PROVIDED DATA below:

PR #1841, opened 2022-02-25
Modernize CMake and switch to CMake 3.15

### LINKED ISSUE #1826: Upgrade to modern CMake
Hello,

CMake 2.8.11 is now almost 10 years old. The latest CMake version (3.22) is extremely widely available (for example through `pip` and all major package managers) and I think it would be good to upgrade capstone to a more modern CMake version.

For example 3.15 added the [MSVC_RUNTIME_LIBRARY](https://cmake.org/cmake/help/latest/prop_tgt/MSVC_RUNTIME_LIBRARY.html) target property which would help get rid of all the (discouraged) changes to CMAKE_CXX_FLAGS etc.

There is also the issue of mixing a static and shared library of the same project into the `CMakeLists.txt`. This makes packaging capstone in a canonical way difficult and a user is extremely unlikely to use both in their project (either they are all linux dynamic linking or they want to statically link everything in my experience).

Currently there is also no proper packaging support for capstone (`find_package(capstone)`).

I already addressed these issues (https://github.com/LLVMParty/capstone/commit/718a5d58ca7a9fc50f7d5c2c4b57533a15847aa9) and I'm willing to put in the work, but I would like to discuss it first.

Here is an example what the usage looks like with modern cmake:

https://github.com/LLVMParty/Triton/blob/ef7169e0bc2bcdc9397acea161cbc02b7eea08e6/CMakeLists.txt#L109-L125

Duncan

mrexodia:
Closes #1826

## Some context

This refactors capstone's CMake to be compatible with both `find_package` and `FetchContent`. You can build capstone like this:

```sh
cmake -B build -DBUILD_SHARED_LIBS=OFF # or whatever options you want
cmake --build build
cmake --install build --prefix build/install
```

Then in your project's `CMakeLists.txt`:

```cmake
find_package(capstone REQUIRED)

add_executable(my_tool src/main.cpp)
target_link_libraries(my_tool PRIVATE capstone::capstone)
```

And to build you point `CMAKE_PREFIX_PATH` to the `build/install` you just created:

```sh
cmake -B build -DCMAKE_PREFIX_PATH=/path/to/capstone/build/install
```

Or alternatively you can use `FetchContent`:

```cmake
include(FetchContent)

message(STATUS "Fetching capstone (cmake-packaging)...")
FetchContent_Declare(
	capstone
	GIT_REPOSITORY
		https://github.com/LLVMParty/capstone
	GIT_TAG
		cmake-packaging
)
FetchContent_MakeAvailable(capstone) 

add_executable(my_tool src/main.cpp)
target_link_libraries(my_tool PRIVATE capstone::capstone)
```

This seems to be the "intended" way to use CMake and it should make it easier for other tools (like Triton) to link capstone in a way consistent with other packages. It should also be compatible with `vcpkg`/Hunter without any custom work.

## Stuff left

- [ ] Fuzzing is failing (no idea why, it seems to clone the wrong branch)
- [x] Fix python distribution

### DIFF
--- a/CMakeLists.txt
+++ b/CMakeLists.txt
@@ -1,35 +1,41 @@
-cmake_minimum_required(VERSION 2.8.12)
-if (POLICY CMP0048)
-  # use old policy to honor version set using VERSION_* variables to preserve backwards
-  # compatibility. change OLD to NEW when minimum cmake version is updated to 3.* and
-  # set VERSION using project(capstone VERSION 4.0.0).
-  # http://www.cmake.org/cmake/help/v3.0/policy/CMP0048.html
-  cmake_policy (SET CMP0048 NEW)
+# For MSVC_RUNTIME_LIBRARY
+cmake_minimum_required(VERSION 3.15)
+
+if(CMAKE_SOURCE_DIR STREQUAL CMAKE_BINARY_DIR)
+    message(FATAL_ERROR "In-tree builds are not supported. Run CMake from a separate directory: cmake -B build")
 endif()
-project(capstone)
 
-set(VERSION_MAJOR 5)
-set(VERSION_MINOR 0)
-set(VERSION_PATCH 0)
+# Detect whether capstone is compiled as top-level or a subdirectory
+set(PROJECT_IS_TOP_LEVEL OFF)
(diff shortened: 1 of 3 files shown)


kabeor:
Very cool! Merged.

Issue #1856, opened 2022-03-17
AArch64: dc, ic instructions missing operand


adamjseitz:
On aarch64, `ic` and `dc` instructions are missing an entry in the instruction detail's `operands` array for the `ic_op` and `dc_op` operands; the operand array contains only the register.

I tried disassembling these with `cstool` built from the commit on the `next` branch (31af3c3e3bf75ca5074715fe966094606c816ba6).

```
$ cstool -d arm64 '22 7b 0b d5'
 0  22 7b 0b d5  dc     cvau, x2
        ID: 947 (dc)
        op_count: 1
                operands[0].type: REG = x2

$ cstool -d arm64 '20 75 0b d5'
 0  20 75 0b d5  ic     ivau, x0
        ID: 946 (ic)
        op_count: 1
                operands[0].type: REG = x0
```

kabeor:
Solved, close.

Issue #1843, opened 2022-02-25
AArch64: op.vas unset for mov v0.16b, v18.16b


adamjseitz:
The following `mov` instruction does not have the `vas` attribute set correctly in its operand details:

```
mov v0.16b, v18.16b
```

```
cstool -d arm64 '40 1e b2 4e'
 0  40 1e b2 4e  mov    v0.16b, v18.16b
        ID: 488 (mov)
        op_count: 2
                operands[0].type: REG = v0
                operands[0].access: WRITE
                operands[1].type: REG = v18
                operands[1].access: READ
        Registers read: v18
        Registers modified: v0
        Groups: neon 
```

This is similar to the missing `vas` specifier in #1842.

kabeor:
solved，close now

PR #1859, opened 2022-03-21
AArch64 SYS instruction operands

adamjseitz:
This PR fixes issues outlined in https://github.com/capstone-engine/capstone/issues/1856.

* Populate the skipped `ARM64_OP_SYS` type operands into the `operands` array
* Use a single enum type for all sys type operands - resolves inconsistencies between C and bindings and among the different operand types (see the issue for more details)

Please note that I believe that this is a breaking API change due to reworking the SYS operand enums.


adamjseitz:
I've added a test under `suite/regress`, modeled after the one added in https://github.com/capstone-engine/capstone/pull/1840, but I could not find where these run in the GitHub Actions configuration, if at all, so I am concerned that these regression tests might not actually be running.

Let me know if there is a better place to be putting these sorts of tests, or if I should investigate adding these to the GitHub Actions configuration.

kabeor:
great work！Plz add #1843 #1856 to https://github.com/capstone-engine/capstone/blob/next/suite/cstest/issues.cs . thx

PR #1860, opened 2022-03-21
AArch64: fix missing VAS specifiers in aliased instructions

adamjseitz:
This PR fixes missing VAS specifiers in aliased instructions on AArch64, outlined in https://github.com/capstone-engine/capstone/issues/1843.


adamjseitz:
I have similar concerns about the test I added as in my other PR, https://github.com/capstone-engine/capstone/pull/1859:

> I've added a test under suite/regress, modeled after the one added in https://github.com/capstone-engine/capstone/pull/1840, but I could not find where these run in the GitHub Actions configuration, if at all, so I am concerned that these regression tests might not actually be running.
>
> Let me know if there is a better place to be putting these sorts of tests, or if I should investigate adding these to the GitHub Actions configuration.

PR #1803, opened 2021-12-08
Automate architecture synchronization with latest LLVM

Phosphorus15:
## What is Auto-Sync ?

Capstone Auto-Sync is an initiative to partly automate the synchronization of certain architectures to the latest.

Most of the Capstone's `.inc` files a generated from LLVM's TableGen backend and processed by python scrips in `suite/synctools` into C-compatible files, which leads to the problem that with LLVM's update, it's not always (hardly, in fact) possible to use the synctools without patch in regard to LLVM's upstream change.

This syncing tools, however, using a custom-made LLVM TableGen backend ([here](https://github.com/rizinorg/llvm-capstone)) to generate `.inc` files natively usable by Capstone. With certain adaptations in Capstone's structure, it is possible to consistently automate large parts of the work on keeping up with LLVM's latest Target (i.e. `.td` files) update, and optimally, there could be zero-overhead in the process of updating(see [this patch on missing bcxf instructions](https://github.com/rizinorg/llvm-capstone/commit/d594f4f6b0755ab11580e1e87d610b560e71b5ef))

https://github.com/Phosphorus15/Capstone/blob/1bca4211bd7c132c57d0006a26de57d42a4bcdb9/sync/SYNCING.md?plain=1#L1-L17

## What is done in this PR?

In this PR, we adapted following architectures with the Auto-Sync structure base on the `next` branch, and made sure they pass the test suite given by Capstone, and also by the analysis tools [rizin](https://github.com/rizinorg/rizin) (which also uses Capstone):

- Mips
- ARM
- AArch64
- Riscv
- PowerPC
- Sparc
- SystemZ
- XCore

## What is yet to be done?

Capstone's instructions mapping info (like enums) exposed to various bindings (Python bindings, etc.) are not affected by Auto-Sync procedure, and so have to be manually edited if anything like new instructions/operands type was added by LLVM.

PR #1863, opened 2022-03-23
Update the table for UD0 and UD1 with the latest llvm table

junghee:
The change in this PR is to address the problem regarding UD0 and UD1: i.e., the capstone decoder was not able to process the arguments of these instructions correctly.

According to the X86 instruction-set manual, UD0 and UD1 (Undefined Instruction) take two arguments:
UD0 r32, r/m32
UD1 r32, r/m32
(https://www.felixcloutier.com/x86/ud)

It was observed that capstone does not read the bytes after the opcode correctly, and does not produce the two arguments.

At first, I tried to update all the tables in suite/synctools/tablegen/X86/ with the latest llvm tables, but I was getting various problems.
One of them was that any instructions with zmm regsiters as operands are decoded incorrectly.

After several hours of trial, I ended up giving up updating the whole tables, and instead, I tried updating the specific table in suite/synctools/tablegen/X86/X86InstrSystem.td, which is relevant to the particular problem that I was having with UD0 and UD1, with the llvm table https://github.com/capstone-engine/llvm-capstone/blob/dev/llvm/lib/Target/X86/X86InstrSystem.td#L25.

And I confirmed that this change resolves the observed problem.

Note that this MR does not include the changes in the generated files in arch/X86 because I was having some problem in running the scripts, and had to do some manual editing to make things work.
(Please see https://github.com/GrammaTech/capstone/pull/7 if you would like to see the changes in the generated files)

This PR is mainly to bring up the need of updating the tables with the latest llvm tables for X86 as well.
However, if the owner is willing to accept this PR with a partial update in the table, I will try to push the changes in the generated files as well.

As a side note, I am aware of this PR (https://github.com/capstone-engine/capstone/pull/1803) as an effort for automatic synchronization, but the PR does not seem to cover X86.

I also noticed that there may be an attempt at synchronizing X86 table: https://github.com/capstone-engine/llvm-capstone/issues/2 (@hainest)

@aeflores @adamjseitz

### DIFF
--- a/suite/synctools/tablegen/X86/X86InstrSystem.td
+++ b/suite/synctools/tablegen/X86/X86InstrSystem.td
@@ -23,9 +23,21 @@ let Defs = [RAX, RCX, RDX] in
 // CPU flow control instructions
 
 let mayLoad = 1, mayStore = 0, hasSideEffects = 1, isTrap = 1 in {
-  def UD2    : I<0x0B, RawFrm, (outs), (ins), "ud2", [(trap)]>, TB;
-  def UD1    : I<0xB9, RawFrm, (outs), (ins), "ud1", []>, TB;
-  def UD0    : I<0xFF, RawFrm, (outs), (ins), "ud0", []>, TB;
+  def TRAP    : I<0x0B, RawFrm, (outs), (ins), "ud2", [(trap)]>, TB;
+
+  def UD1Wm   : I<0xB9, MRMSrcMem, (outs), (ins GR16:$src1, i16mem:$src2),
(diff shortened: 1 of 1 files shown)


hainest:
I usually don't like piecemeal solutions, but this one is small and the more complete fix of automating the x86 synchronization is unlikely to make it into the 5.0 release. If this does get merged, it would be great to make an additional issue here to remind us that we should explicitly test for this when working on the new sync workflow so that we don't lose this kind of information.

kabeor:
Thanks, merged! And yes, we really need to design a better workflow.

End of PROVIDED DATA.

WORK ITEM — Check every line of the records, and copy the ones that hold the word "backend".

EXERCISE RESULT —
Most of the Capstone's `.inc` files a generated from LLVM's TableGen backend and processed by python scrips in `suite/synctools` into C-compatible files, which leads to the problem that with LLVM's update, it's not always (hardly, in fact) possible to use the synctools without patch in regard to LLVM's upstream change.
This syncing tools, however, using a custom-made LLVM TableGen backend ([here](https://github.com/rizinorg/llvm-capstone)) to generate `.inc` files natively usable by Capstone. With certain adaptations in Capstone's structure, it is possible to consistently automate large parts of the work on keeping up with LLVM's latest Target (i.e. `.td` files) update, and optimally, there could be zero-overhead in the process of updating(see [this patch on missing bcxf instructions](https://github.com/rizinorg/llvm-capstone/commit/d594f4f6b0755ab11580e1e87d610b560e71b5ef))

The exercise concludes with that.